Holy Moly. You guys. These easy slow cooker potatoes were featured on the Rachael Ray show! Say what? Right?!? They called me and asked if they could show them in a segment and I said, “Yes!!!” During the full segment Rach asked for my Bacon Chili recipe. And I fainted. You can find that Bacon Chili recipe in my Freezer Meals for Moms ebook.
Without enough time on the grill or in the oven, baked potatoes are an easy side dish to undercook. And no one likes an undercooked potato. It’s actually an ongoing debate in our house when my husband is playing grill master. All the other food is done cooking and there sits the giant potatoes on the grill, still cooking. And the kids and I eagerly await dinner. What usually happens is that we pop the potatoes in the microwave so we can start dinner.

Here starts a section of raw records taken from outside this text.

PR #719, opened 2025-05-27
Add Terraform configuration for gha-self-hosted's images storage

pietroalbini:
As part of https://github.com/rust-lang/gha-self-hosted/issues/11 we need to host the VM images for gha-self-hosted built by CI *somewhere*. This PR sets up that somewhere in the legacy account, with one storage bucket, an IAM role for CI to upload stuff to the bucket, and a CloudFront distribution serving the content (https://gha-self-hosted-images.infra.rust-lang.org/).

I placed this in the legacy account because there is not really a suitable account, and this will be the only bit of information related to gha-self-hosted to be stored in AWS. I don't want it to live in the `ci-*` accounts, as those are meant to run untrusted CI builds.

This is already deployed.

### DIFF
--- a/terragrunt/modules/gha-self-hosted-images/cdn.tf
+++ b/terragrunt/modules/gha-self-hosted-images/cdn.tf
@@ -14,7 +14,7 @@ resource "aws_cloudfront_distribution" "cdn" {
   viewer_certificate {
     acm_certificate_arn      = module.certificate.arn
     ssl_support_method       = "sni-only"
-    minimum_protocol_version = "TLSv1.1_2016"
+    minimum_protocol_version = "TLSv1.2_2021"
   }
 
   default_cache_behavior {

Potatoes are inexpensive and an easy side dish but also can make an easy meal on busy nights by making a baked potato bar.
But can you imagine trying to bake 6 giant potatoes on a weeknight? I don’t think so.
So we’re going to make Crock Pot Baked Potatoes that doesn’t involve heating up the grill or oven!
Preparing the potatoes is super easy, just wash and rub with salt and olive oil, wrap in tin foil. I did this before work and only took a few minutes.
After ten hours on low in your slow cooker, you have perfectly soft and flaky Crock Pot Baked Potatoes.
For an easy meal idea, serve the baked potatoes with a variety of toppings. You can do a theme, defrost some chili and serve with chili fixings, or taco toppings. Or keep it simple and top with cheese, your favorite meat and veggies.
- 6 Jumbo Russet Potatoes
- 3 TB Olive Oil
- Wash potatoes. Then brush each potato with olive oil and salt as desired. Prick each potato with a fork and wrap in tin foil.
- Cook in slow cooker on low for 10 hours.
- Remove from foil and garnish with desired toppings.